Bioactive Protein Hydrolysate Obtained from Canned Sardine and Brewing By-products: Impact of Gastrointestinal Digestion and Transepithelial Absorption

Abstract

A sardine protein hydrolysate (SPH) was prepared by hydrolysis of sarcoplasmic proteins from canned sardine by-product with proteases from brewer’s spent yeast (BSY). The SPH presented in vitro angiotensin converting enzyme-inhibitory (ACE-I) and ferric reducing antioxidant potential (FRAP). However, the challenge before in vivo efficacy studies is to understand the impact of ultrafiltration (UF), simulated gastrointestinal (GI) digestion, and the intestinal cell permeability. Thus, this work was carried out to study the influence of these parameters on SPH bioactivity; two predictive models for human intestinal absorption were compared.

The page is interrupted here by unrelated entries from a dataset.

PR #29483, opened 2024-04-07
beacon/types, beacon/light: use OptimisticUpdate instead of SignedHeader

zsfelfoldi:
This PR introduces `types.OptimisticUpdate` which represents the full information content of the optimistic updates, including the `ExecutionPayloadHeader` belonging to the attested beacon header, proven by a Merkle proof. This change does not change the behavior of blsync but it is useful for the light `ethclient` (implemented by https://github.com/ethereum/go-ethereum/pull/29033 ) because it makes execution header info automatically available for the current head and recent blocks.

### DIFF
--- a/beacon/blsync/block_sync.go
+++ b/beacon/blsync/block_sync.go
@@ -41,7 +41,7 @@ type beaconBlockSync struct {
 
 type headTracker interface {
 	PrefetchHead() types.HeadInfo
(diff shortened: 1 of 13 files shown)


zsfelfoldi:
Closed because https://github.com/ethereum/go-ethereum/pull/29567 includes this commit.

PR #29959, opened 2024-06-08
log/handler: fix small typo 

owenPark256:
The receiver variable name matched and fix small typo :)

### DIFF
--- a/log/handler.go
+++ b/log/handler.go
@@ -57,7 +57,7 @@ type TerminalHandler struct {
 //
 // Example:
 //
-//	[DEBUG] [May 16 20:58:45] remove route ns=haproxy addr=127.0.0.1:50002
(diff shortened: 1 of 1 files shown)


log/handler.go
```diff
@@ -57,7 +57,7 @@ type TerminalHandler struct {
 //
 // Example:
 //
-//	[DBUG] [May 16 20:58:45] remove route ns=haproxy addr=127.0.0.1:50002
```
karalabe, line 60: This was correct, it's the way the logger outputs it

owenPark256: I didn't know it. I restored it back :)

karalabe:

We've decided to be more agressive in rejecting outside contributions that do not make a meaningful improvement:

We appreciate the enthusiasm and effort of opening a PR against Geth, but due to the significant abuse against our time, we'll be closing PRs of the above type for the foreseeable future. We apologise if someone's genuine effort gets caught up in this agressive stance.

PR #29961, opened 2024-06-09
performing a exhaustive clean-up on the unused parameters

Gealber:
Two main points in this MR:

1. Performing a clean-up on the unused parameters in the project. After running [mvdan/unparam](https://github.com/mvdan/unparam) on the project, it can be noticed that there are several methods declaring parameters that are not used later. 

```
unparam ./... | grep "is unused"

core/state/sync.go:32:32: NewStateSync$1 - path is unused
core/state/sync.go:32:58: NewStateSync$1 - parent is unused
core/state/sync.go:32:78: NewStateSync$1 - parentPath is unused
core/txpool/legacypool/legacypool.go:627:59: (*LegacyPool).validateTx - local is unused
eth/tracers/js/goja.go:276:95: (*jsTracer).onStart - gas is unused
eth/tracers/js/goja.go:349:41: (*jsTracer).onEnd - gasUsed is unused
eth/tracers/js/goja.go:349:68: (*jsTracer).onEnd - reverted is unused
eth/tracers/native/call.go:146:26: newCallTracerObject - ctx is unused
eth/tracers/native/call.go:212:48: (*callTracer).captureEnd - gasUsed is unused
internal/ethapi/transaction_args.go:246:51: (*TransactionArgs).setCancunFeeDefaults - ctx is unused
internal/ethapi/transaction_args.go:246:92: (*TransactionArgs).setCancunFeeDefaults - b is unused
internal/ethapi/transaction_args.go:293:47: (*TransactionArgs).setBlobTxSidecar - ctx is unused
internal/jsre/pretty.go:61:18: prettyError - vm is unused
log/format.go:82:36: (*TerminalHandler).formatAttributes$1 - first is unused
p2p/discover/v5_udp.go:814:31: (*UDPv5).matchWithCall - fromID is unused
p2p/discover/v5wire/encoding.go:256:28: (*Codec).makeHeader - toID is unused
p2p/discover/v5wire/encoding.go:362:50: (*Codec).makeHandshakeAuth - addr is unused
p2p/simulations/mocker.go:55:25: boot - quit is unused

```

Some of these unused parameters are declared to complain with a type definition, like in the case of `core/state/sync.go:32:32: NewStateSync$1 - path is unused`, in those cases, I just used `_` for the naming of the parameter.

2. On [consensus/clique/clique.go:391](https://github.com/ethereum/go-ethereum/blob/1098d148a51c929fd9829328fe60ca1214f3c7b5/consensus/clique/clique.go#L391), the iteration:

```go
var (
	headers []*types.Header
	snap    *Snapshot
)

for snap == nil {
    // later in the only cases where snap is set to a different value than the original(nil)
   // we automatically break the loop, hence there's no point on declaring a loop with a continue condition
  //  that is always true
}
```
On this iteration the snap value is always nil, the only points where this snap is changed, we automatically break the loop.

### DIFF
--- a/cmd/utils/flags.go
+++ b/cmd/utils/flags.go
@@ -1239,7 +1239,7 @@ func setIPC(ctx *cli.Context, cfg *node.Config) {
 }
 
 // setLes shows the deprecation warnings for LES flags.
-func setLes(ctx *cli.Context, cfg *ethconfig.Config) {
+func setLes(ctx *cli.Context) {
 	if ctx.IsSet(LightServeFlag.Name) {
 		log.Warn("The light server has been deprecated, please remove this flag", "flag", LightServeFlag.Name)
 	}
@@ -1648,7 +1648,7 @@ func SetEthConfig(ctx *cli.Context, stack *node.Node, cfg *ethconfig.Config) {
 	setTxPool(ctx, &cfg.TxPool)
 	setMiner(ctx, &cfg.Miner)
 	setRequiredBlocks(ctx, cfg)
-	setLes(ctx, cfg)
+	setLes(ctx)
 
 	// Cap the cache allowance and tune the garbage collector
 	mem, err := gopsutil.VirtualMemory()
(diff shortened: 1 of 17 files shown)


karalabe:
I don't like the underscore replacing thing. It's just annoying, please revert those.

Gealber:
No problem is understandable.

PR #29964, opened 2024-06-10
core, rlp: remove duplicated words

tinyfoxy:
remove duplicated words in comments to improve reading experience.

### DIFF
--- a/rlp/decode.go
+++ b/rlp/decode.go
@@ -1064,7 +1064,7 @@ func (s *Stream) readKind() (kind Kind, size uint64, err error) {
 		return String, uint64(b - 0x80), nil
 	case b < 0xC0:
 		// If a string is more than 55 bytes long, the RLP encoding consists of a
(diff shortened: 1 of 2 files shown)


rlp/decode.go
```diff
@@ -1064,7 +1064,7 @@ func (s *Stream) readKind() (kind Kind, size uint64, err error) {
 		return String, uint64(b - 0x80), nil
 	case b < 0xC0:
 		// If a string is more than 55 bytes long, the RLP encoding consists of a
-		// single byte with value 0xB7 plus the length of the length of the
```
rjl493456442, line 1067: It's true. According to the spec of RLP, it refers to the length of **the string length**

tinyfoxy: reverted. sorry for this. i must misunderstood the meaning.

rjl493456442 (approved):

PR #29967, opened 2024-06-10
internal: avoid large blob value copy

9547:
similar to https://github.com/ethereum/go-ethereum/pull/29966y


karalabe:
This is on the RPC API side, where performance is not that relevant as to make the code more convoluted to avoid a 128KB copy.

PR #29968, opened 2024-06-10
all: remove all database's duplicated words

petersssong:
follow https://github.com/ethereum/go-ethereum/pull/29964
checked whole codebase, fix all possible duplicated words and exclude some typical false positive case,eg:

```shell
.//rlp/raw_test.go:01 01
.//common/prque/lazyqueue_test.go:chan chan
.//accounts/accounts.go:Wallet Wallet
.//accounts/usbwallet/hub.go:chan chan
.//accounts/usbwallet/hub.go:chan chan
.//accounts/usbwallet/wallet.go:driver driver
```


karalabe:
libsecp is not our code, no need to fix that. Also, please don't send such meaningless changes, it's just noise.

PR #29986, opened 2024-06-12
trie, triedb/pathdb: prealloc capacity for map and slice

mask-pp:


triedb/pathdb/history.go
```diff
@@ -383,12 +383,13 @@ func (r *decoder) readAccount(pos int) (accountIndex, []byte, error) {
...
-		list    []common.Hash
-		storage = make(map[common.Hash][]byte)
+		count   = int(accIndex.storageSlots)
+		list    = make([]common.Hash, 0, count)
+		storage = make(map[common.Hash][]byte, count)
 	)
-	for j := 0; j < int(accIndex.storageSlots); j++ {
+	for j := 0; j < count; j++ {
 		var (
+			last  common.Hash
```
rjl493456442, line 392: You always re-init this last after each iteration step. It's wrong

mask-pp: Yeah, It's a mistake and be reverted.  Thanks :)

Results showed that ACE-I and antioxidant activities were improved after UF of SPH through a 10 kDa cut-off membrane; simulated GI increased the FRAP value whereas the ACE-I remained similar. The apparent permeability coefficients of < 10 kDa fraction evaluated using Caco-2 and Caco-2/HT29-MTX cell models were 5.89 × 10−6 cm/s and 10.93 × 10−6 cm/s, respectively. Mass spectrometry revealed that molecules with m/z between 1000 and 5000 were transported across Caco-2/HT29-MTX cell monolayer. Basolateral permeates presented antioxidant activity but no ACE-I activity was detected. These results suggest that SPH prepared by BSY proteases is promising as functional ingredient with enhanced antioxidant activity and justifies further in vivo studies to confirm its pharmacological efficacy.